These men and women, priests and people, were pouring into the spiritual world generation after generation, and forming societies there. There were, doubtless, many good men and women among them. But, unless all history is false, the greater part of those who professed to be Christians were so only in name. Religion was a matter of verbal assent to certain doctrines which they did not understand, and the performance of the external rites of worship. Spiritual life, which consists in love to the Lord and the neighbor, had died out of the Church, and left only a dead body of dogmas which were not understood, and of rituals which were "the mint, anise, and cummin" of worship, while the "weightier matters of the law, judgment, mercy, and faith" were omitted. It was this destitution of spiritual life which caused the end of that Age.

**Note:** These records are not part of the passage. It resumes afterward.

PR #122, opened 2021-01-23
feat: Adding a new feature which allows us to drop spans matching some criterion.

buchi-busireddy:
This comes in handy when there is a lot of unnecessary data coming into Hypertrace platform that's not really useful for API observability.

### DIFF
--- a/span-normalizer/span-normalizer/src/test/java/org/hypertrace/core/spannormalizer/JaegerSpanNormalizerTest.java
+++ b/span-normalizer/span-normalizer/src/test/java/org/hypertrace/core/spannormalizer/JaegerSpanNormalizerTest.java
@@ -2,12 +2,10 @@ package org.hypertrace.core.spannormalizer;
 
 import com.typesafe.config.Config;
 import com.typesafe.config.ConfigFactory;
-import io.jaegertracing.api_v2.JaegerSpanInternalModel;
 import io.jaegertracing.api_v2.JaegerSpanInternalModel.KeyValue;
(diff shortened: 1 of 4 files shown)


tim-mwangi (dismissed):

span-normalizer/span-normalizer/src/test/java/org/hypertrace/core/spannormalizer/JaegerSpanNormalizerTest.java
```diff
@@ -160,6 +158,83 @@ public void testServiceNameAddedToEvent_excludeTenantIds() throws Exception {
...
+  }
+
+  @Test
+  public void testDropSpanWithEmptyCriterion() throws Exception {
+    String tenantId = "tenant-" + random.nextLong();
+    Map<String, Object> configs = new HashMap<>(getCommonConfig());
+    configs.putAll(
+        Map.of(
+            "processor",
+            Map.of("tenantIdTagKey", "tenant-key",
```
surajpuvvada, line 222: what is the tenantIdTagKey for ? are these criterion per tenant ?

buchi-busireddy: The criterion isn't per tenant. Thought about it but it made sense to keep them across the board.

tim-mwangi (approved):

jcchavezs:
Late comment. I wonder how this relates to the collector dropping. It might
be duplicated functionality, isn't?

Issue #71, opened 2020-11-26
Convert raw-span-constants to Java constants and make it private to span-normalizer only


rish691:
The entire platform consumes raw-constants. Can we do this?

kotharironak:
@rish691 Can you describe a problem in detail?

rish691:
This was a proposal originally made by @buchi-busireddy. 
I am assuming the intention to stop the usage of raw-span-constants in the platform and limit to the ingestion path.

buchi-busireddy:
> This was a proposal originally made by @buchi-busireddy.
> I am assuming the intention is to stop the usage of raw-span-constants in the platform and limit to the ingestion path.

Correct. The new library that we have written should be used everywhere and these constants could become private to that library then.

kotharironak:
@rish691 is it done?

PR #124, opened 2021-01-28
refactor: add otel deployment env constant

aaron-steinfeld:
Based off of:
https://github.com/open-telemetry/opentelemetry-specification/blob/main/specification/resource/semantic_conventions/deployment_environment.md

A few questions when looking in this code (@rish691 I think you have the most context):
- Why are we using enums rather that static final constants? It seems like we're either using `.getValue()` everywhere or just saving them into constants anyway like
`  private static final String OTEL_NET_PEER_IP = OTelSpanSemanticConventions.NET_PEER_IP.getValue();`
- Given that we're not actually using this in enrichment today, are there any other expected changes here? It seems like the utils around this are just wrappers for the enrichers.

### DIFF
--- a/span-normalizer/span-normalizer-constants/src/main/java/org/hypertrace/core/semantic/convention/constants/deployment/OTelDeploymentSemanticConventions.java
+++ b/span-normalizer/span-normalizer-constants/src/main/java/org/hypertrace/core/semantic/convention/constants/deployment/OTelDeploymentSemanticConventions.java
@@ -1,0 +1,16 @@
+package org.hypertrace.core.semantic.convention.constants.deployment;
+
+/** OTEL specific attributes for deployment */
+public enum OTelDeploymentSemanticConventions {
+  DEPLOYMENT_ENVIRONMENT("deployment.environment");
+
+  private final String value;
+
+  OTelDeploymentSemanticConventions(String value) {
+    this.value = value;
+  }
+
+  public String getValue() {
+    return value;
+  }
+}


tim-mwangi (approved):

rish691:
> Why are we using enums rather that static final constants? 
No strong reasons, only that there were already a bunch of constants defined in enum classes https://github.com/hypertrace/hypertrace-ingester/tree/main/span-normalizer/span-normalizer-constants/src/main/java/org/hypertrace/core/span/normalizer/constants, so I just followed the pattern. Also the fact these constants are used in the platform directly, I felt following the existing pattern of defining constants would be better. 
> Given that we're not actually using this in enrichment today, are there any other expected changes here?
What kind of changes are you referring to?
>  It seems like the utils around this are just wrappers for the enrichers.
Well the intention was to expose the constants only through these wrapper methods for the consumers. But, yeah right now it is only used in enrichers. https://github.com/hypertrace/hypertrace-ingester/issues/71

aaron-steinfeld:
> No strong reasons, only that there were already a bunch of constants defined in enum classes

Beyond being easier to use, constants indicate that they should not be enumerated, and more importantly - they're inlined by the compiler. This means they could be used as compileOnly dependencies, rather than runtime. Not sure how much work that would be to switch, and likely not worth adding more confusion to the pile right now.

> What kind of changes are you referring to?

I was getting at the utils methods, but looks like you mentioned them below. I'm more interested in using them in view generators right now - we apply enrichment on some attributes, but others, we want to use as is - there's no logic to apply in enrichment and we just want it to go into the view. So in that case, is the view generator intended to use the util? the constant? something else?

rish691:
> So in that case, is the view generator intended to use the util? the constant? something else?

As I said earlier, I wanted the utils module to be used for these, but its artifact isn't being published.

PR #128, opened 2021-02-08
Limit the number of spans in a trace

ravisingal:
Added support for optional configuration to limit the number of spans in a trace. This config can be specified at per tenant level.
```
max.span.count = {
  eff27b72-622d-44d7-a0ca-1271a885a7a1 = 1000
}
```

### DIFF
--- a/raw-spans-grouper/raw-spans-grouper/src/main/java/org/hypertrace/core/rawspansgrouper/RawSpansGroupingTransformer.java
+++ b/raw-spans-grouper/raw-spans-grouper/src/main/java/org/hypertrace/core/rawspansgrouper/RawSpansGroupingTransformer.java
@@ -97,11 +97,11 @@ public class RawSpansGroupingTransformer implements
     RawSpans agg = rawSpans != null ? rawSpans.value() : RawSpans.newBuilder().build();
     if (maxSpanCountMap.containsKey(key.getTenantId()) && agg.getRawSpans().size() > maxSpanCountMap.get(key.getTenantId())) {
       if (logger.isDebugEnabled()) {
-        logger.debug("Number of spans in tenant_id={}, trace_id={} is {}",
+        logger.debug("Dropping span [{}] from tenant_id={}, trace_id={} after grouping {} spans",
+          value,
           key.getTenantId(),
           HexUtils.getHex(key.getTraceId()),
           agg.getRawSpans().size());
-        logger.debug("Dropping span [{}] from tenant_id={}, trace_id={}", value, key.getTenantId(), HexUtils.getHex(key.getTraceId()));
       }
       // increment the counter for dropped spans
       droppedSpansCounter.computeIfAbsent(key.getTenantId(),
--- a/raw-spans-grouper/raw-spans-grouper/src/main/java/org/hypertrace/core/rawspansgrouper/RawSpansGroupingTransformer.java
+++ b/raw-spans-grouper/raw-spans-grouper/src/main/java/org/hypertrace/core/rawspansgrouper/RawSpansGroupingTransformer.java
@@ -1,12 +1,14 @@
 package org.hypertrace.core.rawspansgrouper;
 
 import static org.hypertrace.core.rawspansgrouper.RawSpanGrouperConstants.DATAFLOW_SAMPLING_PERCENT_CONFIG_KEY;
+import static org.hypertrace.core.rawspansgrouper.RawSpanGrouperConstants.DROPPED_SPANS_COUNTER;
 import static org.hypertrace.core.rawspansgrouper.RawSpanGrouperConstants.INFLIGHT_TRACE_MAX_SPAN_COUNT;
 import static org.hypertrace.core.rawspansgrouper.RawSpanGrouperConstants.INFLIGHT_TRACE_STORE;
 import static org.hypertrace.core.rawspansgrouper.RawSpanGrouperConstants.OUTPUT_TOPIC_PRODUCER;
 import static org.hypertrace.core.rawspansgrouper.RawSpanGrouperConstants.RAW_SPANS_GROUPER_JOB_CONFIG;
 import static org.hypertrace.core.rawspansgrouper.RawSpanGrouperConstants.SPAN_GROUPBY_SESSION_WINDOW_INTERVAL_CONFIG_KEY;
 import static org.hypertrace.core.rawspansgrouper.RawSpanGrouperConstants.TRACE_EMIT_TRIGGER_STORE;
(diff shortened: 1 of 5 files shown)


raw-spans-grouper/raw-spans-grouper/src/main/java/org/hypertrace/core/rawspansgrouper/RawSpansGroupingTransformer.java
```diff
@@ -71,6 +83,17 @@ public void init(ProcessorContext context) {
   public KeyValue<String, StructuredTrace> transform(TraceIdentity key, RawSpan value) {
     ValueAndTimestamp<RawSpans> rawSpans = inflightTraceStore.get(key);
     RawSpans agg = rawSpans != null ? rawSpans.value() : RawSpans.newBuilder().build();
+    if (maxSpanCountMap.containsKey(key.getTenantId()) && agg.getRawSpans().size() > maxSpanCountMap.get(key.getTenantId())) {
+      if (logger.isDebugEnabled()) {
```
jcchavezs, line 87: as far as I remember if we use the `{}` wildcard we don't need to add this check cc @aaron-steinfeld

raw-spans-grouper/raw-spans-grouper/src/main/java/org/hypertrace/core/rawspansgrouper/RawSpansGroupingTransformer.java
```diff
@@ -71,6 +83,17 @@ public void init(ProcessorContext context) {
...
+        logger.debug("Number of spans in tenant_id={}, trace_id={} is {}",
```
jcchavezs, line 88: Not sure this ling and the one in line 92 should be separated logs as one without the each isn't actionable.

raw-spans-grouper/raw-spans-grouper/src/main/java/org/hypertrace/core/rawspansgrouper/RawSpansGroupingTransformer.java
aaron-steinfeld: Kind of - it depends what the reason for deferring is. If it's the `toString()` call, slf4j will do that for you if necessary as long as we use bindings instead of direct interpolation. Here, I'm guessing the HexUtils.getHex call is non trivial, so we'd want to avoid running that too (and thus keep the conditional). An alternative would be a wrapper object that takes a lambda (since this version of slf4j doesn't), but out of scope here.

That would look like: 
```java
public class MessageSupplier {
    private final Supplier<?> supplier;

    public MessageSupplier(Supplier<?> supplier) {
        this.supplier = supplier;
    }

    @Override
    public String toString() {
        return supplier.get().toString();
    }
}
```

ravisingal: without the check, it will still evaluate the arguments. Although, `HexUtils.getHex()` is lightweight, this check will avoid it altogether.

raw-spans-grouper/raw-spans-grouper/src/main/java/org/hypertrace/core/rawspansgrouper/RawSpansGroupingTransformer.java
```diff
@@ -71,9 +95,29 @@ public void init(ProcessorContext context) {
...
+      droppedSpansCounter.computeIfAbsent(key.getTenantId(),
+        k -> PlatformMetricsRegistry.registerCounter(DROPPED_SPANS_COUNTER, Map.of("tenantId", k))).increment();
+      return null;
+    }
+
     // add the new span
     agg.getRawSpans().add(value);
 
+    // increment the counter when the trace size reaches the max.span.count limit.
+    if (maxSpanCountMap.containsKey(key.getTenantId()) && agg.getRawSpans().size() == maxSpanCountMap.get(key.getTenantId())) {
```
surajpuvvada, line 116: why not track this along with the earlier condition ? For example if we have a limit of 100 and we have received 100 spans we track a truncated trace but we may not get the 101st span at all right ?

raw-spans-grouper/raw-spans-grouper/src/main/java/org/hypertrace/core/rawspansgrouper/RawSpansGroupingTransformer.java
```diff
@@ -71,9 +95,29 @@ public void init(ProcessorContext context) {
...
+        logger.debug("Number of spans in tenant_id={}, trace_id={} is {}",
+          key.getTenantId(),
+          HexUtils.getHex(key.getTraceId()),
+          agg.getRawSpans().size());
+        logger.debug("Dropping span [{}] from tenant_id={}, trace_id={}", value, key.getTenantId(), HexUtils.getHex(key.getTraceId()));
+      }
+      // increment the counter for dropped spans
+      droppedSpansCounter.computeIfAbsent(key.getTenantId(),
+        k -> PlatformMetricsRegistry.registerCounter(DROPPED_SPANS_COUNTER, Map.of("tenantId", k))).increment();
+      return null;
```
surajpuvvada, line 109: An observation - since we don't update the last span received timestamp it is possible that new trace with same trace_id gets formed.

raw-spans-grouper/raw-spans-grouper/src/main/java/org/hypertrace/core/rawspansgrouper/RawSpansGroupingTransformer.java
ravisingal: In the previous if block, the condition will always be true from 101 spans onward leading to same trace being counted multiple times.

raw-spans-grouper/raw-spans-grouper/src/main/java/org/hypertrace/core/rawspansgrouper/RawSpansGroupingTransformer.java
ravisingal: merged both messages into one.

raw-spans-grouper/raw-spans-grouper/src/main/java/org/hypertrace/core/rawspansgrouper/RawSpansGroupingTransformer.java
ravisingal: Yes - once it hits the max span limit, a structured trace will be emitted after 30 seconds. After that, a new trace with same trace_id will be created.

surajpuvvada (approved):
lgtm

But we need not go back some centuries to get a true idea of the character of the vast multitude which had assembled in the spiritual world. We have only to look around us and reflect upon the character of those with whom we are acquainted, and who are constantly passing away from earth, and entering upon the life beyond the grave. Men and women of all characters, and all religious opinions; infants and children, and young men and women, are migrating to that world every day. If we keep in mind that they are the same beings when they awake to conscious life in the spiritual world that they were when they left this, we cannot avoid the conclusion that the inhabitants must be composed of the most incongruous elements. We have only to add to this company a few shades of ignorance, bigotry, and intolerance, and we have before us the people upon whom the Last Judgment was executed.

But we must not conceive of this multitude as a vast mass-meeting houseless and homeless, surging around some common center, and waiting with impatience or fear to have their case decided. The spiritual world we must not forget, is a most real and substantial world. Its inhabitants have their distinct homes, which are contiguous or remote from each other, according to similitudes of character. Consequently, there must be vast cities compared with which the largest earthly cities are mere hamlets. They have their societies and temples of worship; they teach their doctrines, have their employments, mingle as freely with one another as they choose, and in all respects live a real life.

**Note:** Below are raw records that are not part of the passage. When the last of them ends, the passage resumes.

PR #129, opened 2021-02-11
refactor(trace-reader): generics for traces and events

skjindal93:
## Description
Refactors Trace Reader to accept any form of Structured Trace and Event

### Testing
Added unit tests

### Checklist:


span-normalizer/span-normalizer/build.gradle.kts
```diff
@@ -48,12 +48,9 @@ dependencies {
 
   // Required for the GRPC clients.
   runtimeOnly("io.grpc:grpc-netty:1.35.0")
-  runtimeOnly("io.netty:netty-codec-http2:4.1.53.Final") {
-    because("https://snyk.io/vuln/SNYK-JAVA-IONETTY-1020439")
-  }
-  runtimeOnly("io.netty:netty-handler-proxy:4.1.53.Final") {
-    because("https://snyk.io/vuln/SNYK-JAVA-IONETTY-1020439")
-  }
+  runtimeOnly("io.netty:netty-codec-http2:4.1.59.Final")
```
aaron-steinfeld, line 51: these should be constraints, not dependencies

hypertrace-trace-enricher/trace-reader/src/main/java/org/hypertrace/trace/reader/attributes/ValueSource.java
```diff
@@ -1,28 +1,19 @@
...
 import java.util.Optional;
+import org.apache.avro.generic.GenericRecord;
 import org.hypertrace.core.attribute.service.v1.AttributeKind;
 import org.hypertrace.core.attribute.service.v1.LiteralValue;
-import org.hypertrace.core.datamodel.Event;
-import org.hypertrace.core.datamodel.StructuredTrace;
 import org.hypertrace.core.grpcutils.client.rx.GrpcRxExecutionContext;
 
-interface ValueSource {
+public interface ValueSource<T extends GenericRecord, S extends GenericRecord> {
```
aaron-steinfeld, line 9: What is value source using its type parameters for? It looks like it's just reflecting them

hypertrace-trace-enricher/trace-reader/src/main/java/org/hypertrace/trace/reader/attributes/TraceAttributeReader.java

Those who had been externally moral and devout continued to be so. They frequented their temples and were zealous in instructing the simple and ignorant in their doctrines. They entered into their ideas of heaven. They occupied elevated positions and thought they were in heaven. So long as their internal character remained quiescent, and was concealed by correct moral conduct and a devout exterior, they were not molested; and they performed a use in instructing the ignorant, welcoming those who were constantly arriving from this world, and in many other ways adapted to the conditions and wants of the people around them.

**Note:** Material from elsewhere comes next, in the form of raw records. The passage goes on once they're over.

Issue #596, opened 2017-05-26
Select time zone for date module


nyarly:
It'd be extremely handy to be able to select which time zone a date module displays. Even just "utc = true" would be useful.

jaagr:
See #557

patrick96:
I reopened this because we will now start tracking this as a feature request for a new parameter in the date module and ignore the script workaround

Lomadriel:
I tried something with `setenv` to set the `TZ` environment variable as suggested in #788 by @NBonaparte. But there is a problem.

If we suppose the following config:
```
[bar/example]
…
modules-left = date_france date_local
…
```
The environment modification applies to all threads, so if there is two `internal/date` modules, as in the example above, the timezone may be applied to the two modules rather than just the `date_france` module.

One solution could be to use a "global clock", each module will get the time from a blocking method that will use `setenv`. Since this is a blocking call the request from each module will be sequential and it will resolve the thread concurrency problem.
What do you think of this solution?

patrick96:
This feature is currently blocked because this seems to be impossible to do safely. See [this comment](https://github.com/polybar/polybar/pull/3160#issuecomment-2323348167) for more details.

TL;DR using `setenv` is inherently unsafe and there is currently no other way to format a point in time for a specific timezone.
There is a C++20 feature that may allow us to do this safely, but C++20 is still experimental in GCC

PR #788, opened 2017-10-04
Timezone for Date Module (Issue #596)

braydenjw:
This pull request addresses [issue 596](https://github.com/jaagr/polybar/issues/596).

It allows users to specify a timezone under the date module (e.g. `timezone=America/New_York`).  Using [Google's CCTZ libray](https://github.com/google/cctz), it prints the current time in the specified timezone.  If no timezone is specified, or the specified timezone was not found, the system timezone is assumed.

### DIFF
--- a/include/modules/date.hpp
+++ b/include/modules/date.hpp
@@ -5,7 +5,6 @@
 
 #include <iostream>
 #include <iomanip>
-#include <ctime>
 
 POLYBAR_NS
 
@@ -33,6 +32,8 @@ namespace modules {
     string m_dateformat_alt;
     string m_timeformat;
     string m_timeformat_alt;
+
+    string m_timezone;
 
     string m_date;
     string m_time;
--- a/lib/CMakeLists.txt
+++ b/lib/CMakeLists.txt
@@ -7,6 +7,13 @@
 list(APPEND dirs ${CMAKE_CURRENT_LIST_DIR}/concurrentqueue/include)
 
 # }}}
+# Library: cctz {{{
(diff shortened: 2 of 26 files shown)


braydenjw:
This is actually my first time contributing to an Open Source project. Let me know what I can do to move this along.  I'm open to making any changes needed.

NBonaparte:
I think using cctz is overkill, as it adds 5000 lines of code just for timezones. If we were to use it, it would have to be added as a submodule, rather than having all the files in our repo. 

A much simpler option would be to use `setenv()` to set the `TZ` environment variable, and then calling `tzset()` which will then allow `localtime()` to calculate it according to the timezone.

braydenjw:
I can definitely add it as a sub-module instead, my only problem with that is the build could fail if there were breaking changes upstream.  

I considered just setting the environment variable, my worry was what the behaviour would be when adding multiple date modules, each with a different timezone. 

Regardless, I'd like to make a few improvement to what I have, namely moving some stuff out of the upload function and fixing the g++ build (looks like just a cmake fix).

patrick96:
I'm not a fan of adding a new dependency just for the timezone feature.

I don't think setting the environment variable inside the update method is that much of a performance hog.

braydenjw:
Sure! I'll remove it and use setenv instead, probably check for the existence of the timezone in _/usr/share/zoneinfo_ to ensure the entered timezone is valid.  

I might do a performance analysis against using CCTZ to see what we're dealing with.

PR #801, opened 2017-10-12
Add Fedora build helper

nathanchere:
Since polybar still isn't accepted into Fedora repositories, this adds a one-liner for installation on Fedora-based systems.


patrick96:
Thanks for the effort! But I don't think that this needs to be part of the README, this information is already available on the [Compiling Wiki Page](https://github.com/jaagr/polybar/wiki/Compiling).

We must keep in mind, also, that all those who were good at heart, and whose external life was brought into conformity with their internal character, and all infants and children, were taken to heaven; and that those who were wholly wicked, in external form as well as in internal principle, went to their infernal abodes. This left two classes in the intermediate state, one of which was composed of those who were internally evil and externally good; and the other, of those who were internally good but externally in ignorance, and who only needed instruction and the development of their internal nature to fit them for heaven. Multitudes were like children. They were simply ignorant of all spiritual knowledge. They had not known the Lord's will, and consequently they would be "beaten with few stripes." They had not destroyed the germs of spiritual life, and consequently were capable of being instructed and raised to heaven. They were of simple minds, incapable of spiritual discernment. They judged people according to their appearance, as multitudes do at the present time. They reverenced their leaders; those who appeared to be devout they believed to be so, and accorded to them the honor and authority which they claimed.

But Swedenborg's description of those who dwelt in what is called in the Word the "first heaven," which was situated in this intermediate state, and which those who formed it considered it to be heaven itself, is so graphic and so true to the well-known character of professing Christians, especially during the last centuries of that Age, that we will give it in his own words: "Its inhabitants were those who lived in the world in external, and never in internal, sanctity; who were just and sincere for the sake of civil and moral laws, but not for the sake of Divine laws, therefore, who were external or natural, and not internal or spiritual people; who also were in the doctrinals of the Church, and who were able to teach them, but whose lives were not accordant with them; and who filled various offices, and did uses, but not for the sake of uses. These, and all throughout the whole world who were like them, constituted the first heaven.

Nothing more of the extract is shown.